[Task to carry out]
Filter the listing so that only lines with the word "need" remain.

┌────────

PR #1408, opened 2023-10-22
Fixing FindRegion + Refactor

Amit3200:
- Fixing `getRegionObject` - Considering the scroll positions + Header NavBar for devices.
-  Fixing Xpath and Selector FindBy Logic.

### DIFF
--- a/packages/webdriver-utils/src/driver.js
+++ b/packages/webdriver-utils/src/driver.js
@@ -77,4 +77,25 @@ export default class Driver {
     const response = JSON.parse((await request(baseUrl, options)).body);
     return response.value;
   }
+
+  async findElementBoundingBox(using, value) {
+    if (using === 'xpath') {
+      return await this.findElementXpath(value);
+    } else if (using === 'css selector') {
+      return await this.findElementSelector(value);
+    }
+  }
+
+  async findElementXpath(xpath) {
+    const command = { script: `return document.evaluate('${xpath}', document, null, XPathResult.FIRST_ORDERED_NODE_TYPE, null).singleNodeValue.getBoundingClientRect();`, args: [] };
+    const response = await this.executeScript(command);
+    return response.value;
+  }
+
+  async findElementSelector(selector) {
+    selector = selector.replace('\\', '\\\\');
+    const command = { script: `return document.querySelector('${selector}').getBoundingClientRect();`, args: [] };
+    const response = await this.executeScript(command);
+    return response.value;
+  }
 }
--- a/packages/webdriver-utils/src/driver.js
+++ b/packages/webdriver-utils/src/driver.js
@@ -10,7 +10,7 @@ export default class Driver {
     this.passedCapabilities = passedCapabilities;
   }
 
-  requestPostOptions(command) {
+  static requestPostOptions(command) {
     return {
       method: 'POST',
       headers: {
@@ -53,7 +53,7 @@ export default class Driver {
     if (!command.script.includes('browserstack_executor')) {
       command.script = `/* percy_automate_script */ \n ${command.script}`;
     }
-    const options = this.requestPostOptions(command);
+    const options = Driver.requestPostOptions(command);
     const baseUrl = `${this.executorUrl}/session/${this.sessionId}/execute/sync`;
     const response = JSON.parse((await request(baseUrl, options)).body);
     return response;
@@ -72,7 +72,7 @@ export default class Driver {
   }
 
   async findElement(using, value) {
-    const options = this.requestPostOptions({ using, value });
+    const options = Driver.requestPostOptions({ using, value });
     const baseUrl = `${this.executorUrl}/session/${this.sessionId}/element`;
     const response = JSON.parse((await request(baseUrl, options)).body);
     return response.value;
--- a/packages/webdriver-utils/src/driver.js
+++ b/packages/webdriver-utils/src/driver.js
@@ -87,6 +87,7 @@ export default class Driver {
   }
 
   async findElementXpath(xpath) {
+    xpath = xpath.replace(/'/g, '"');
     const command = { script: `return document.evaluate('${xpath}', document, null, XPathResult.FIRST_ORDERED_NODE_TYPE, null).singleNodeValue.getBoundingClientRect();`, args: [] };
     const response = await this.executeScript(command);
     return response.value;
--- a/packages/webdriver-utils/src/driver.js
+++ b/packages/webdriver-utils/src/driver.js
@@ -10,6 +10,16 @@ export default class Driver {
     this.passedCapabilities = passedCapabilities;
   }
 
+  requestPostOptions(command) {
+    return {
+      method: 'POST',
+      headers: {
+        'Content-Type': 'application/json;charset=utf-8'
+      },
+      body: JSON.stringify(command)
+    };
+  }
+
   async getCapabilites() {
     return await Cache.withCache(Cache.caps, this.sessionId, async () => {
       try {
@@ -43,13 +53,7 @@ export default class Driver {
     if (!command.script.includes('browserstack_executor')) {
       command.script = `/* percy_automate_script */ \n ${command.script}`;
     }
-    const options = {
-      method: 'POST',
-      headers: {
-        'Content-Type': 'application/json;charset=utf-8'
-      },
-      body: JSON.stringify(command)
-    };
+    const options = this.requestPostOptions(command);
     const baseUrl = `${this.executorUrl}/session/${this.sessionId}/execute/sync`;
     const response = JSON.parse((await request(baseUrl, options)).body);
     return response;
@@ -68,13 +72,7 @@ export default class Driver {
   }
 
   async findElement(using, value) {
-    const options = {
-      method: 'POST',
-      headers: {
-        'Content-Type': 'application/json;charset=utf-8'
-      },
-      body: JSON.stringify({ using, value })
-    };
+    const options = this.requestPostOptions({ using, value });
     const baseUrl = `${this.executorUrl}/session/${this.sessionId}/element`;
     const response = JSON.parse((await request(baseUrl, options)).body);
     return response.value;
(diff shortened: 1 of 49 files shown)


packages/webdriver-utils/src/metadata/desktopMetaData.js
```diff
@@ -49,7 +49,7 @@ export default class DesktopMetaData {
 
   async screenResolution() {
     return await Cache.withCache(Cache.resolution, this.driver.sessionId, async () => {
-      const data = await this.driver.executeScript({ script: 'return [(window.screen.width * window.devicePixelRatio).toString(), (window.screen.height * window.devicePixelRatio).toString()];', args: [] });
+      const data = await this.driver.executeScript({ script: 'return [parseInt(window.screen.width * window.devicePixelRatio).toString(), parseInt(window.screen.height * window.devicePixelRatio).toString()];', args: [] });
```
nilshah98, line 52: Why did we add `parseInt` here ?

Amit3200: resolutions should come as proper integer not as decimals. since this was desktop it was always coming as integer as dpr values are 1,2 however added it for consistent behaviour with respect to mobile.

nilshah98: Got it.
In that case, does `parseInt` take ceil or floor ?

packages/webdriver-utils/src/providers/genericProvider.js
```diff
@@ -191,16 +203,27 @@ export default class GenericProvider {
...
+
   async getRegionObject(selector, elementId) {
-    const scaleFactor = parseInt(await this.metaData.devicePixelRatio());
+    const scaleFactor = await this.metaData.devicePixelRatio();
     const rect = await this.driver.rect(elementId);
     const location = { x: rect.x, y: rect.y };
     const size = { height: rect.height, width: rect.width };
+    // Update YFactor Element is not visible in viewport
+    // In case of iOS if the element is not visible in viewport it gives 0,0 as coordinate.
+    this.updateYFactor(location);
```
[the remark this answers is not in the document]
Amit3200: @nilshah98  It was important to get the functionality getting tested. Separating the function makes the function readability look better imo  and testing becomes much easier for the various cases. So tomorrow if we find a new behaviour it can be handled in this function.

packages/webdriver-utils/src/providers/genericProvider.js
```diff
@@ -191,16 +203,27 @@ export default class GenericProvider {
     ];
   }
 
+  updateYFactor(location) {
+    if (this.currentOs === 'iOS') {
+      if (location.y === 0) {
```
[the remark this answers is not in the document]
Amit3200: `location.y === 0` element is not in the viewport or element may be behind the status bar at top. If its at top there might be a height which **might** be visible in viewport. Hence adjusting with `scaleYFactor` refer to the builds shared.

packages/webdriver-utils/src/metadata/desktopMetaData.js
Amit3200: `parseInt` takes floor values

packages/webdriver-utils/src/providers/genericProvider.js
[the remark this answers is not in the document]
Amit3200: Refactored the logic to save the network call and clubbed all the page shifting mechanism limited to one function.

packages/webdriver-utils/src/providers/genericProvider.js
```diff
@@ -36,6 +36,11 @@ export default class GenericProvider {
     this.debugUrl = null;
     this.header = 0;
     this.footer = 0;
+    this.pageYShiftFactor = 0;
+    this.pageXShiftFactor = 0;
+    this.scrollXFactor = 0;
+    this.scrollYFactor = 0;
+    this.currentOs = null;
```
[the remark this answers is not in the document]
Amit3200: using `currentOperatingSystem`.

packages/webdriver-utils/src/driver.js
```diff
@@ -43,13 +53,7 @@ export default class Driver {
...
       command.script = `/* percy_automate_script */ \n ${command.script}`;
     }
-    const options = {
-      method: 'POST',
-      headers: {
-        'Content-Type': 'application/json;charset=utf-8'
-      },
-      body: JSON.stringify(command)
-    };
+    const options = this.requestPostOptions(command);
```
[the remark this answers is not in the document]
Amit3200: done.

packages/webdriver-utils/src/driver.js
```diff
@@ -10,6 +10,16 @@ export default class Driver {
     this.passedCapabilities = passedCapabilities;
   }
 
+  requestPostOptions(command) {
```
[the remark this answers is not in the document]
Amit3200: done.

packages/webdriver-utils/src/providers/genericProvider.js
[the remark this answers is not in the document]
Amit3200: This is further simplified to a simple function and logic is shifted to single function.

itsjwala (approved):

itsjwala (approved):

prklm10 (approved):

packages/webdriver-utils/src/providers/genericProvider.js
```diff
@@ -33,6 +33,12 @@ export default class GenericProvider {
     this.debugUrl = null;
     this.header = 0;
     this.footer = 0;
+    this.statusBarHeight = 0;
+    this.pageXShiftFactor = 0;
+    this.pageYShiftFactor = 0;
+    this.currentTag = null;
+    this.removeElementShiftFactor = 50000;
```
nilshah98, line 40: What's the use of `removeElementShiftFactor` ?

packages/webdriver-utils/src/providers/genericProvider.js
```diff
@@ -172,30 +193,67 @@ export default class GenericProvider {
...
-      ...customRegions
-    ];
+    let isRegionPassed = [xpaths, selectors, elements, customLocations].some(regions => regions.length > 0);
+    if (isRegionPassed) {
+      await this.doTransformations();
+      const xpathRegions = await this.getSeleniumRegionsBy('xpath', xpaths);
+      const selectorRegions = await this.getSeleniumRegionsBy('css selector', selectors);
+      const elementRegions = await this.getSeleniumRegionsByElement(elements);
+      const customRegions = await this.getSeleniumRegionsByLocation(customLocations);
+      await this.undoTransformations('.poa-injected');
```
nilshah98, line 233: Have we made sure there are no other scripts or styles having the class `poa-injected` ?
Since those will also get removed.

packages/webdriver-utils/src/providers/genericProvider.js
```diff
@@ -172,30 +193,67 @@ export default class GenericProvider {
...
-  async getRegionObject(selector, elementId) {
-    const scaleFactor = parseInt(await this.metaData.devicePixelRatio());
-    const rect = await this.driver.rect(elementId);
-    const location = { x: rect.x, y: rect.y };
-    const size = { height: rect.height, width: rect.width };
+  async getRegionObjectFromBoundingBox(selector, element) {
+    const scaleFactor = await this.metaData.devicePixelRatio();
+    let headerAdjustment = 0;
+    if (this.currentTag.osName === 'iOS') {
+      headerAdjustment = this.statusBarHeight;
```
nilshah98, line 250: I think in older iphones, we might need footerAdjustment as well

nilshah98 (commented):
If this passes QA, can you please -
1. Create confluence doc for the new workflows ?
2. Create a P3 ticket to optimise this ?

packages/webdriver-utils/src/providers/genericProvider.js
Amit3200: All the `.poa-injected` things will need to be removed by this point they all are removed on Terminal. So we used same selector for consistency making sure that we don't impact anything else.

packages/webdriver-utils/src/providers/genericProvider.js
Amit3200: We had ran older builds on Iphone as far as we see there was no any big impact noted till now.

packages/webdriver-utils/src/providers/genericProvider.js
Amit3200: This is to make the coordinates incorrect when the element is not visible on screen. So when scroll values don't match the top and bottom becomes negative causing it to be 0 and hence not drawing it.

packages/webdriver-utils/src/providers/genericProvider.js
```diff
@@ -191,16 +198,30 @@ export default class GenericProvider {
     ];
   }
 
+  async updatePageShiftFactor(location) {
+    const scrollFactors = await this.driver.executeScript({ script: 'return [parseInt(window.scrollX * window.devicePixelRatio), parseInt(window.scrollY * window.devicePixelRatio)];', args: [] });
+    this.pageYShiftFactor = this.currentOperatingSystem === 'iOS' ? this.statusBarHeight : (this.statusBarHeight - scrollFactors.value[1]);
+    this.pageXShiftFactor = this.currentOperatingSystem === 'iOS' ? 0 : (-scrollFactors.value[0]);
```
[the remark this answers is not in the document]
Amit3200: Verified few builds on it however exhaustive runs were not done.

nilshah98 (approved):

packages/webdriver-utils/src/providers/genericProvider.js
```diff
@@ -63,6 +69,18 @@ export default class GenericProvider {
     }
   }
 
+  async getInitialPosition() {
+    if (this.currentTag.osName === 'iOS') {
```
prklm10, line 73: can do this to lower case and check for `ios`. So that it doesn't get missed on some future upgrade that changes this osName.

Amit3200: @prklm10  `iOS` is being set by us manually in the normalization layer.
Here - https://github.com/percy/cli/blob/b78c8d644e43da7eefce79b7a6ff8a9714d4398f/packages/webdriver-utils/src/metadata/normalizeData.js#L8

prklm10: got it 🍍.

itsjwala (approved):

└────────

[Your solution]
nilshah98, line 250: I think in older iphones, we might need footerAdjustment as well
Amit3200: All the `.poa-injected` things will need to be removed by this point they all are removed on Terminal. So we used same selector for consistency making sure that we don't impact anything else.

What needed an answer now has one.